# Application of Differential Equations to Optics and the Brachistochrone Problem

Differential Equations is indeed one of the most important chapter in mathematics. It has a wide range of application in day to day life also. In this article, we have shown you the application of differential equations to optics. Apart from the application of differential equations to optics, we have also discussed the famous brachistochrone problem in this article.
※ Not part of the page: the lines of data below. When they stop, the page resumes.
PR #15046, opened 2018-10-13
[Examples] added scene comparison example

looeee:
Added a simple example that shows how to use scissor test to compare two scenes using a slider, similar to how many image comparison tools work. 

download

[Live example](https://htmlpreview.github.io/?https://github.com/looeee/three.js/blob/examples_add_scene_comparison/examples/webgl_multiple_scenes_comparison.html)


looeee:
@Mugen87 good catch, should be fixed now!

Mugen87 (approved):

mrdoob:
Thanks!

PR #15063, opened 2018-10-16
BoxHelper: added copy and clone methods

### LINKED ISSUE #7824: Cannot clone BoxHelper
In version r71 I could clone BoxHelper meshes. When I upgrade to r72 or r73, anytime I try to clone a BoxHelper or any object containing a BoxHelper I get the following exception:

Uncaught TypeError: object.updateMatrixWorld is not a function
You can replicate this by making the following change to the example code in "webgl_helpers.html"

Change line 73 from:

```
scene.add( new THREE.BoxHelper( mesh ) );
```

To:

```
var helper = new THREE.BoxHelper( mesh );
var helper1 = helper.clone();
scene.add( helper1 );
```

Is there a workaround?

WestLangley:
With #15062, this PR fixes #7824.

### DIFF
--- a/src/helpers/BoxHelper.js
+++ b/src/helpers/BoxHelper.js
@@ -101,5 +101,20 @@ BoxHelper.prototype.setFromObject = function ( object ) {
 
 };
 
+BoxHelper.prototype.copy = function ( source ) {
+
+	LineSegments.prototype.copy.call( this, source );
+
+	this.object = source.object;
+
+	return this;
+
+};
+
+BoxHelper.prototype.clone = function () {
+
+	return new this.constructor().copy( this );
+
+};
 
 export { BoxHelper };


src/helpers/BoxHelper.js
```diff
@@ -101,5 +101,20 @@ BoxHelper.prototype.setFromObject = function ( object ) {
...
+
+	LineSegments.prototype.copy.call( this, source );
+
+	this.object = source.object;
+
+	return this;
+
+};
+
+BoxHelper.prototype.clone = function () {
```
WestLangley: Since the `clone()` method is inherited, it does not need to be redefined here. However, it doesn't hurt, and I think it makes the code easier to follow. I do not object to removing it though.

mrdoob:
Thanks!

PR #15074, opened 2018-10-17
remove material.program

gero3:
This removes the link between material and program. And this makes sure the program is used through properties


src/renderers/WebGLRenderer.js
```diff
@@ -277,7 +277,7 @@ function WebGLRenderer( parameters ) {
 		morphtargets = new WebGLMorphtargets( _gl );
 		programCache = new WebGLPrograms( _this, extensions, capabilities );
 		renderLists = new WebGLRenderLists();
-		renderStates = new WebGLRenderStates();
+		renderStates = new WebGLRenderStates( properties );
```
Mugen87: Why have you added this line? The ctor WebGLRenderStates has no arguments.

gero3: This was indeed wrong

Mugen87 (approved):

PR #15105, opened 2018-10-22
Docs: Toon Material Browser

mghini:
Added material-browser for MeshToonMaterial documentation page

### DIFF
--- a/docs/api/en/materials/MeshToonMaterial.html
+++ b/docs/api/en/materials/MeshToonMaterial.html
@@ -14,7 +14,7 @@
 
 		<div class="desc">An extension of the [page:MeshPhongMaterial] with toon shading.</div>
 
-		<!-- <iframe id="scene" src="scenes/material-browser.html#MeshStandardMaterial"></iframe>
+		<iframe id="scene" src="scenes/material-browser.html#MeshToonMaterial"></iframe>
 
 		<script>
 
@@ -30,7 +30,7 @@
 
 		}
 
-		</script> -->
+		</script>
 
 		<h2>Examples</h2>
 		[example:webgl_materials_variations_toon materials / variations / toon]<br />
--- a/docs/scenes/js/material.js
+++ b/docs/scenes/js/material.js
@@ -440,6 +440,18 @@ function guiMeshPhongMaterial( gui, mesh, material, geometry ) {
 
 }
 
+function guiMeshToonMaterial( gui, mesh, material, geometry ) {
+
+	var data = {
+		gradientMap: textureMapKeys
+	};
+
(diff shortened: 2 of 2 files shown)


Mugen87:
For testing: https://raw.githack.com/mghini/three.js/ToonMaterialBrowser/docs/index.html#api/en/materials/MeshToonMaterial

Mugen87:
Maybe we should add a note that you often want to use `MeshToonMaterial` with `OutlineEffect` in order to produce the typical visual appearance of a toon shader. AFAIK, `MeshToonMaterial` is always used with `OutlineEffect` in the examples.

WestLangley:
That is not what that material is supposed to look like. One also doesn't use a grass map for a gradient.

Either the example here has issues, or there is a problem with the material.

takahirox:
Gradient map should be like "Gradient Mask_B" in http://technical-eden.blogspot.com/2012/01/gradient-mapping-awesome-way-to-get.html

WestLangley:
>The grass map is also used for other map types in context of other materials which is not ideal:

I think it would be a worthwhile effort to further improve the docs.

IMHO, In the material examples, you don't need all the menu choices from the base classes to be repeated every time.

@takahirox I have never seen a toon shader that supports hotspots, environment maps, or even maps for that matter... Or multiple lights. (Maybe I am missing something?)

A toon shader can be written in a few lines of code, and IMHO, should not have extended `Phong`, which is way too flexible. I would have implemented it like `MeshMatcapMaterial`.

Mugen87:
> A toon shader can be written in a few lines of code, and IMHO, should not have extended Phong, which is way too flexible. I would have implemented it like MeshMatcapMaterial.

I agree. I think we should consider to refactor `MeshToonMaterial` at some point and also `OutlineEffect` so it only supports the toon material.

WestLangley:
>@takahirox I have never seen a toon shader that supports hotspots, environment maps, or even maps for that matter... Or multiple lights. (Maybe I am missing something?)

>A toon shader can be written in a few lines of code, and IMHO, should not have extended Phong, which is way too flexible. I would have implemented it like MeshMatcapMaterial.

/ping @takahirox

takahirox:
OK, let me revisit `MeshToonMaterial`. Not sure if `OutlineEffect` should be specific to toon material tho.

WestLangley:
/bump

I think a refactoring of `MeshToonMaterial` along the lines of ` MeshMatcapMaterial` is worthwhile.

Mugen87:
@WestLangley Let's create a separate issue for this. The PR can be closed now because of #16255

Basically, you will see the application of differential equations to optics and the brachistochrone problem.

 Example: 1 Difficulty: Difficult

(a) Light travels in medium $I$ with velocity ${v_1}$ and a denser medium $II$ with velocity ${v_2}$. It has to travel from the point $A(0,a)$ to the point ${\rm{B(c, - b)}}$, as shown below:

Assuming that Fermat’s principle of least time, which tells us that light travels from one path to another along the path requiring the shortest time, is true, find the relation between ${\alpha _{\;1}}$ and ${\alpha _{\;2}}$.
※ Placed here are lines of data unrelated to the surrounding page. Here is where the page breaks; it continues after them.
PR #15120, opened 2018-10-23
Fix water reflection sampling coordinates

fats:
Hello!

This is a fix for the slightly wrong texture coordinates used for sampling the reflection texture in the current water shader example (ocean).

Especially at lower angles, reflection looks warped, and seams can appear at various angles.

reflection_bug

(Water distortion is disabled in the image to showcase the issue)


mrdoob:
Nice catch!

mrdoob:
Thanks!

PR #15137, opened 2018-10-25
Docs: Fix two tags

moraxy:
In `core/BufferGeometry` there's a `[param:.boundingBox]` instead of `[page:.boundingBox]`:
https://github.com/mrdoob/three.js/blob/12450bedbef53649992cf55f10d7c1b9a253570f/docs/api/en/core/BufferGeometry.html#L235

And in `materials/ShaderMaterial` a `[link:..]` has a `)` instead of a `]` at the end:
https://github.com/mrdoob/three.js/blob/12450bedbef53649992cf55f10d7c1b9a253570f/docs/api/en/materials/ShaderMaterial.html#L447

### DIFF
--- a/docs/api/en/core/BufferGeometry.html
+++ b/docs/api/en/core/BufferGeometry.html
@@ -232,7 +232,7 @@
 
 		<h3>[method:null computeBoundingBox]()</h3>
 		<p>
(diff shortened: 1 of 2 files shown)


Mugen87 (approved):

mrdoob:
Thanks!

PR #15147, opened 2018-10-27
Docs - add links to base class

rexdk:
I've added links in the documentation to the base class properties and methods. This is already in some existing doc pages, eg Line.html. I think it is helpful for experienced users so they can quickly get to the base class, and inexperienced users who thus become aware of the inheritance from the base class.  If agreed, I'd propose to do the same for other doc pages, to improve uniformity.


looeee (approved):

looeee (approved):

Mugen87:
see #17027

PR #15150, opened 2018-10-27
Vignette and chromatic pass

but0n:
image

### DIFF
--- a/examples/js/postprocessing/ChromaticPass.js
+++ b/examples/js/postprocessing/ChromaticPass.js
@@ -1,0 +1,86 @@
+/**
+ * @author but0n / https://github.com/but0n
+ */
+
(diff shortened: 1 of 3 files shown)


but0n:
Considering add some blur effects on the corner.

Mugen87:
There is already a implementation of a vignette shader so I don't think we need two of them:

https://github.com/mrdoob/three.js/blob/dev/examples/js/shaders/VignetteShader.js

Besides, there is already [RGBShiftShader](https://github.com/mrdoob/three.js/blob/dev/examples/js/shaders/RGBShiftShader.js). It seems to me that your chromatic shader does essentially the same thing.

but0n:
@Mugen87 Ok, I didn’t noticed them

Issue #15154, opened 2018-10-27
GLTFLoader - TypeError: Cannot read property 'response' of undefined


Jonybang:
##### Description of the problem
```
const loader = new GLTFLoader();
loader.setCrossOrigin('anonymous');
loader.load('model-assets/untitled.gltf', function (gltf) {
   // ...
});
```
The code above throws the error:
```
three.module.js:32183 Uncaught TypeError: Cannot read property 'response' of undefined
    at three.module.js:32183
    at XMLHttpRequest.wrapped (index.js:3134)
```
Maybe because i used webpack for build js files into one.

##### Three.js version

- [ ] Dev
- [x] r97

##### Browser

- [] All of them
- [x] Chrome
- [ ] Firefox
- [ ] Internet Explorer

##### OS

- [] All of them
- [ ] Windows
- [x] macOS
- [ ] Linux
- [ ] Android
- [ ] iOS

Mugen87:
Closing, see https://github.com/mrdoob/three.js/pull/15155#issuecomment-464200925

PR #15155, opened 2018-10-27
replace this by event.target in request load callback

MicrowaveDev:
Fixed the issue: https://github.com/mrdoob/three.js/issues/15154

### DIFF
--- a/src/loaders/FileLoader.js
+++ b/src/loaders/FileLoader.js
@@ -168,7 +168,8 @@ Object.assign( FileLoader.prototype, {
 
 			request.addEventListener( 'load', function ( event ) {
 
-				var response = event.target.response;
+				var target = event.target;
+				var response = target.response;
 
 				Cache.add( url, response );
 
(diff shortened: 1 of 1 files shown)


src/loaders/FileLoader.js
```diff
@@ -168,20 +168,20 @@ Object.assign( FileLoader.prototype, {
 
 			request.addEventListener( 'load', function ( event ) {
 
-				var response = this.response;
+				var response = event.target.response;
```
WestLangley: If what you propose is correct, how about this instead:
```javascript
var target = event.target;
```
...and then make the remaining necessary changes.

Jonybang: done

src/loaders/FileLoader.js
```diff
@@ -168,20 +168,21 @@ Object.assign( FileLoader.prototype, {
 
 			request.addEventListener( 'load', function ( event ) {
 
-				var response = this.response;
+				var target = event.target;
```
Mugen87: I think the name `target` is a bit confusing. It would be more clear to highlight that `target` represents the `XMLHttpRequest` object in this context.

Mugen87 (changes requested):

donmccurdy:
> Do you know the reasons why using this in the onLoad() event listener is problematic for your use case?

+1, it would be helpful to understand the conditions where you're seeing https://github.com/mrdoob/three.js/issues/15154... the use of `this` is a [documented part of the XMLHttpRequest API](https://developer.mozilla.org/en-US/docs/Web/API/XMLHttpRequestEventTarget/onload#Values). The bit about `XMLHttpRequest.wrapped` is interesting... are you possibly using some other library (RavenJS, AngularJS) that might "wrap" the XMLHttpRequest object?

Jonybang:
@donmccurdy i used VueJS, it may be a problem?

donmccurdy:
Maybe... I'm not sure sorry. Any chance you can share a demo?

Mugen87:
@Jonybang This PR gets never merged without more investigation. If you can't reproduce the reference error for testing purposes, I suggest to close the PR and the respective issue.

Jonybang:
ok, i will try to create an example

Mugen87:
@Jonybang Any news on this? 😉

Mugen87:
Closing. We can reopen when there is a test case for reproduction.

(b) Suppose that instead of two, there are three mediums, with velocities ${v_1},\;{v_2}$ and $\;{v_3}$, and the corresponding angles the light ray makes with the vertical in the different materials being ${\alpha _1},\;{\alpha _2}$ and ${\alpha _3}$. Generalize the result of the previous part to this case.

(c) Suppose that there is a medium with a continuously increasing optical density, so that light takes a ‘smooth’ path, as shown below:

 Generalize the results of the previous two parts to this case.
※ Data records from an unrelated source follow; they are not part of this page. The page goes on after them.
PR #18399, opened 2020-01-16
WebGLRenderer: Procedural uniforms update.

sunag:
Basically this turns `WebGLRenderer` more flexible and this too is a simplification of `uniforms update`.

Result for tests:
https://raw.githack.com/sunag/three.js/dev-uniformsupdate-test/examples/index.html?q=material

Related:
https://github.com/mrdoob/three.js/pull/18162
https://github.com/mrdoob/three.js/pull/18175
https://github.com/mrdoob/three.js/pull/18068


sunag:
All refresh material functions: `refreshUniformsCommon`, `refreshUniformsLambert`, `refreshUniformsToon`, `refreshUniformsPhong`, `refreshUniformsPhysical`... is replaced to `refreshUniforms`:

https://github.com/sunag/three.js/blob/757b052cd34e4a89418200bc8f6f73ba409822f8/src/renderers/WebGLRenderer.js#L1944-L1972


Properties identical in `material` and `uniform` are updated automatically. In case not need the automatic refresh the user can add `.needsRefresh = false` in your `uniform`.

In special cases, like `diffuse` or `envMap` is possible use `.onUpdate` to a customized update.
`Uniform.onUpdate ( uniforms, material, renderer, scene ) `

Note that there has been a **reduction in the amount of code**, that would be even bigger if there were more materials.

`NodeMaterial` update like https://github.com/mrdoob/three.js/pull/18162 became possible.

/ping @mrdoob @WestLangley @bhouston @donmccurdy @Mugen87

src/renderers/WebGLRenderer.js
```diff
@@ -1882,91 +1881,15 @@ function WebGLRenderer( parameters ) {
 
 			}
 
-			// refresh uniforms common to several materials
+			// refresh uniforms common to materials
 
 			if ( fog && material.fog ) {
 
 				refreshUniformsFog( m_uniforms, fog );
```
Mugen87: What about `refreshUniformsFog()`? Could this also be replaced?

(d) A wire in the form of a continuous curve joins the point $A(0,0)$ to the point $B(a, - b)$. A bead travels on the wire under the influence of gravity:

What should be the shape of this wire so that the bead traverses the path $A \to B$ in the least amount of time? You can apply Fermat’s principle of least time to this problem.

 Solution1-(a)

The total time required for the journey is

 $T = \dfrac{{\sqrt {{a^2} + {x^2}} }}{{{v_1}}} + \dfrac{{\sqrt {{b^2} + {{\left( {c - x} \right)}^2}} }}{{{v_2}}}$

We have to find that value of $x$ for which $T$ is minimum. Thus,

 $\dfrac{{dT}}{{dx}} = 0 \,\,\,\,\,\, \Rightarrow \,\,\,\,\, \dfrac{x}{{{v_1}\sqrt {{a^2} + {x^2}} }} = \dfrac{{c - x}}{{{v_2}\sqrt {{b^2} + {{\left( {c - x} \right)}^2}} }}$ $\Rightarrow \,\,\,\, \dfrac{{\sin {\alpha _1}}}{{{v_1}}} = \dfrac{{\sin {\alpha _2}}}{{{v_2}}}$

The reader may recall that this is the Snell’s law of redfraction.

 Solution1-(b)
 $\dfrac{{\sin {\alpha _1}}}{{{v_1}}} = \dfrac{{\sin {\alpha _2}}}{{{v_2}}} = \dfrac{{\sin {\alpha _3}}}{{{v_3}}}$
 Solution1-(c)
 $\dfrac{{\sin \alpha }}{v} = {\rm{constant}}$
 Solution1-(d)

From conservation of energy, we have $v = \sqrt {2gy}$.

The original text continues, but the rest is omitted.